_Items listed in a dataset:_
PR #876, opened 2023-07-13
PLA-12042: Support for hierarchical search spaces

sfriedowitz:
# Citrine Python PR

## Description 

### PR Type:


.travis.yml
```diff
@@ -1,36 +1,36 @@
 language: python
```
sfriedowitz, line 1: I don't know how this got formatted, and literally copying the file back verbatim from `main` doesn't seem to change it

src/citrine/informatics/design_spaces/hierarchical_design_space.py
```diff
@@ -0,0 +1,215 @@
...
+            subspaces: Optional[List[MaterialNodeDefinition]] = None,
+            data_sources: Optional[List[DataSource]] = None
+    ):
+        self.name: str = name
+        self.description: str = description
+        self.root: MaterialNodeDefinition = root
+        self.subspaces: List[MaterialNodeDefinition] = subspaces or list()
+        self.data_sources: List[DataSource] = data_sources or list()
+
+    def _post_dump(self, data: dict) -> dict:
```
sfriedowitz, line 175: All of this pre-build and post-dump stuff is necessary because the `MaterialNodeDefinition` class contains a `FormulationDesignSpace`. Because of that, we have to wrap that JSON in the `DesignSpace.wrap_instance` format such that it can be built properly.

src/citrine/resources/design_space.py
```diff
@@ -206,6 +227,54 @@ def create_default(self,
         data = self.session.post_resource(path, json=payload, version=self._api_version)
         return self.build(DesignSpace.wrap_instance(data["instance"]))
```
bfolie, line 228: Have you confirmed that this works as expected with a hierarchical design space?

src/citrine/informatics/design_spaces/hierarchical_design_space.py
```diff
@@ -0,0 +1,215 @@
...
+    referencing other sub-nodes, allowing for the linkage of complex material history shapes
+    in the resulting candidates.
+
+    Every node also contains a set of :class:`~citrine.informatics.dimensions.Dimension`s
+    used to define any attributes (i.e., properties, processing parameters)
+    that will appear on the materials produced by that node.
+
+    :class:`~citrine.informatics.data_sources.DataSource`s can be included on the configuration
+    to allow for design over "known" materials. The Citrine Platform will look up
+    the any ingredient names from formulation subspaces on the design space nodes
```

_Assignment:_ Look through the entries above and copy each line that has "this" in it.

_The answer:_
sfriedowitz, line 1: I don't know how this got formatted, and literally copying the file back verbatim from `main` doesn't seem to change it
sfriedowitz, line 175: All of this pre-build and post-dump stuff is necessary because the `MaterialNodeDefinition` class contains a `FormulationDesignSpace`. Because of that, we have to wrap that JSON in the `DesignSpace.wrap_instance` format such that it can be built properly.
bfolie, line 228: Have you confirmed that this works as expected with a hierarchical design space?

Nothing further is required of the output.